[Data records]:
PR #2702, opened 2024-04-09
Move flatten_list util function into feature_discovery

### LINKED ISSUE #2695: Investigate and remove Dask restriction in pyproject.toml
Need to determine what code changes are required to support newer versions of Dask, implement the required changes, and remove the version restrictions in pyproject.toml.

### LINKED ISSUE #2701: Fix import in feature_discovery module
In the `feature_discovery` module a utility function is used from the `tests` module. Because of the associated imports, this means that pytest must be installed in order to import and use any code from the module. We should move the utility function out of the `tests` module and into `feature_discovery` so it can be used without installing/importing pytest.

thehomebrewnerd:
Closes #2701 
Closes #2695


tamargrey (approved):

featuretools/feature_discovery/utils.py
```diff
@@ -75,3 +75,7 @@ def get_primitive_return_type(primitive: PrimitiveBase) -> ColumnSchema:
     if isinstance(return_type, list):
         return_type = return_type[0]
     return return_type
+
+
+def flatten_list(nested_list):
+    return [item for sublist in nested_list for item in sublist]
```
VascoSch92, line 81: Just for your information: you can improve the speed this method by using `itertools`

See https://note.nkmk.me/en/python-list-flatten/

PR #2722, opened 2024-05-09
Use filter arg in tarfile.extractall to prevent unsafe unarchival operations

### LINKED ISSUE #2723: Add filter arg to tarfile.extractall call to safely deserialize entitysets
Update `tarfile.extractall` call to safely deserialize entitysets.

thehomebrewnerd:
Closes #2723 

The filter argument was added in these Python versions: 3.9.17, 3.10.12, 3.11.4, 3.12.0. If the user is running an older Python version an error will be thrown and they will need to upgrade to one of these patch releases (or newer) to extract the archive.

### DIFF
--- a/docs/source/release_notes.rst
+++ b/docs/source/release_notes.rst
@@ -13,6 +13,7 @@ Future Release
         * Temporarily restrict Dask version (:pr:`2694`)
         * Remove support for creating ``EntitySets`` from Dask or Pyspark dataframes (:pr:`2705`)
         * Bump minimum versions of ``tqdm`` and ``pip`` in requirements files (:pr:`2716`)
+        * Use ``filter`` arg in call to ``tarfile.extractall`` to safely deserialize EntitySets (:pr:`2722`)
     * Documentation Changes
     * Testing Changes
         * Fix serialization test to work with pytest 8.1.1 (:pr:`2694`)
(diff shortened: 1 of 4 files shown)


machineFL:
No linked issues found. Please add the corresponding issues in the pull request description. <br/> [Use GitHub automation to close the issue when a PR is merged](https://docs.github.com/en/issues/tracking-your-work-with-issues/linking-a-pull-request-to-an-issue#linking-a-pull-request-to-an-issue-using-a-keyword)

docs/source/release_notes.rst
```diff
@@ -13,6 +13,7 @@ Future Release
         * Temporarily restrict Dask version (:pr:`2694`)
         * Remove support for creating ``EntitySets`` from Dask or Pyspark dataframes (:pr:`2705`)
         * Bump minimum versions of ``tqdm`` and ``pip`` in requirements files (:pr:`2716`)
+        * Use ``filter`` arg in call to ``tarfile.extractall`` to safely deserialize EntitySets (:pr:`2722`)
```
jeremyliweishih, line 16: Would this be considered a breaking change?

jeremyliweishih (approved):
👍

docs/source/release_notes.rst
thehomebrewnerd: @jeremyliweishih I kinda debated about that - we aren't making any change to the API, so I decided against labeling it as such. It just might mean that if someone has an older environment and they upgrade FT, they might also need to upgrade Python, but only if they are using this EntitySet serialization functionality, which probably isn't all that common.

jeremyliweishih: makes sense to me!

...

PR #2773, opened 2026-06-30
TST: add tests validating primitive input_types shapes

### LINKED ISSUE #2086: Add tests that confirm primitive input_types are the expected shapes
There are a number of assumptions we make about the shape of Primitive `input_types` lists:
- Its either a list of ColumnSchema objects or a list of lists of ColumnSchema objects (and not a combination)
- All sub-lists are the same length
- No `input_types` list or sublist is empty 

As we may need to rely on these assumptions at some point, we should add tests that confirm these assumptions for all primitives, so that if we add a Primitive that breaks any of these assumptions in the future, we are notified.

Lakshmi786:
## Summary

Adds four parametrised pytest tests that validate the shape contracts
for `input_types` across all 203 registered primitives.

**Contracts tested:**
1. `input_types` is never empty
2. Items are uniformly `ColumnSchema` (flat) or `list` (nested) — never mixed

[Task details]: Pull out all lines from the entries above in which the word "call" appears.

[Response to this exercise]:
### LINKED ISSUE #2723: Add filter arg to tarfile.extractall call to safely deserialize entitysets
Update `tarfile.extractall` call to safely deserialize entitysets.
+        * Use ``filter`` arg in call to ``tarfile.extractall`` to safely deserialize EntitySets (:pr:`2722`)
+        * Use ``filter`` arg in call to ``tarfile.extractall`` to safely deserialize EntitySets (:pr:`2722`)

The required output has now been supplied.